In the initial phases of the study, researchers polled individual households and later collected data from business owners to see who had health insurance. Using that information the state-planning group tried to structure some alternatives, which they shared with officials at the St. Thomas-St. John Chamber of Commerce and the St. Croix Chamber of Commerce earlier this year. Presentations were also made before officials of the territory's hospital board.
"There was a presentation at the territorial board meeting in January and at the district board meeting," said Amos Carty, chief operating officer at the Roy L. Schneider Hospital. "I think what we looked at is what the problem is. I think the next step now is how do we solve it."
The leading idea, according to Sinicorpe, was to address the problem by keeping the economy of scale in mind. "We could pool together unrelated businesses," she said. "Businesses in the Virgin Islands are predominantly small, say four people.
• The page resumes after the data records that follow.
PR #1114, opened 2021-05-18
test: Add Python 3.8 and 3.9 databuilder CI

Fokko:
### Summary of Changes

Ran the databuilder locally using 3.9 and it works fine, would be a pity to not add this as a supported version

### Tests

Added the versions to the `setup.py` and the CI itself.

### CheckList

### DIFF
--- a/.github/workflows/databuilder_pull_request.yml
+++ b/.github/workflows/databuilder_pull_request.yml
@@ -8,7 +8,7 @@ jobs:
     runs-on: ubuntu-18.04
     strategy:
       matrix:
-        python-version: ['3.6.x', '3.7.x']
+        python-version: ['3.6.x', '3.7.x', '3.8.x', '3.9.x']
     steps:
       - name: Checkout
         uses: actions/checkout@v1
--- a/.github/workflows/noop_pull_request.yml
+++ b/.github/workflows/noop_pull_request.yml
@@ -30,7 +30,7 @@ jobs:
     runs-on: ubuntu-latest
     strategy:
       matrix:
-        python-version: ["3.6.x", "3.7.x", "3.8.x"]
+        python-version: ["3.6.x", "3.7.x", "3.8.x", "3.9.x"]
     steps:
       - name: Do nothing
         run: exit 0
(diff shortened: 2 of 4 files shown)


dorianj:
LGTM 

Could you also add 3.9 to https://github.com/amundsen-io/amundsen/blob/main/.github/workflows/noop_pull_request.yml ? thanks!

dorianj:
After this lands (including that noop change), we will enforce the check on our side.

Also, are there any places in the docs where this should change?

Fokko:
@dorianj Thanks for looking into this. I've checked the docs, and could not find anything that should be changed. I've added the 3.9 to the noop workflow as well.

dorianj (approved):
Thanks for the submission!!

dorianj:
also, if you're feeling like it, would super appreciate a PR to make the front-end service work with newer versions of Python. there are some real failures there (that the tests catch!), though, so won't be quite as trivial

dorianj:
Uh oh, looks like the build failure is real

Fokko:
@dorianj Happy to bump the front end as well. But let me first dig into this error, looks like something real indeed.

Fokko:
I'm unable to reproduce this locally or in an Ubuntu docker container. I think it has to do with the sequencing. `numpy` is installed in the same run, as it where tries to bind with the headers.

dorianj:
You're welcome to hit me up on the slack!

There might be a discrepancy between the stuff that's in requirements, and that which is in setup.py which might be causing problems

Fokko:
There is an issue with `pyarrow`, which is being brought in by `feast`, which is pinned at `0.8.0`: https://github.com/amundsen-io/amundsen/blob/main/databuilder/setup.py#L76. This pulls in `pyarrow<0.16.0,>=0.15.1`: https://github.com/feast-dev/feast/blob/v0.8.0/sdk/python/setup.py#L45. Which does not support Python 3.8+: https://github.com/apache/arrow/issues/5987

I can bump feast in another PR, to keep the PR's nice and small. WDYT?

The premiums that they are going to be quoted for those four are going to be different than if they, say, were a company of 500."
Since the presentation, project administrators say they have modified their approach but are still thinking along the lines of organizing unrelated small businesses into insurance pools, allowing them to cover their employees while taking advantage of lower insurance rates.
So far there has been no comment from members of either business group, other than from one on St. Croix who said he remembered attending the presentation. Another Chamber official said they would like to see more effort go into expanding health insurance and were disappointed that further progress had not been made by now.
When the health insurance study began around the start of 2003 researchers said they would produce a series of options to present to the governor. It would then be up to administration officials to choose the favored option and start seeking ways to implement it.
Now, Sinicorpe and Economic Research director Lauritz Mills say the final report, expected to be submitted by the end of 2005, will contain only one option.
"This is the option we are proposing," Mills said in a telephone interview given last week. Both she and Sinicorpe said Turnbull is aware of the changes to be expected in the final report, and is endorsing to the pool coverage plan.
However, one industry specialist, Carl Gotts, owner of Gotts and Associates Insurance, is less optimistic about the possibility of most health insurance carriers going along with the idea "It works in other states where there are millions of people. But insurance companies are in the business to make money," Gotts said. "Our numbers are not big enough to warrant that sort of program.
"We have 105,000 population. About 33,000 are covered under the government insurance policy including retirees, dependents, as well as workers."
Of the remaining groups who cannot afford coverage, or who aren't covered under private companies, many are high risk – the same as those who cannot get standard automobile insurance coverage, Gotts said.
But Sinicorpe told the Source she has been in conversation with a "major underwriter" about the possibility of forming a pool to address the uninsured problem. She wouldn't name the company, and wouldn't say if it was only one company, or if it was a company, or companies, already doing business in the territory.
However, she did say "legislation" would likely be required in order to implement the plan.
Later this year Sinicorpe said a report on the two-year effort should be presented to Turnbull. The recommendations are expected to come in the form of policy options, from which officials are expected to choose.
The dilemma of the uninsured was on the mind of the chief executive. In a statement issued from Government House last week Turnbull pointed out that more individuals, families and small companies are having a harder time finding affordable health coverage in the territory.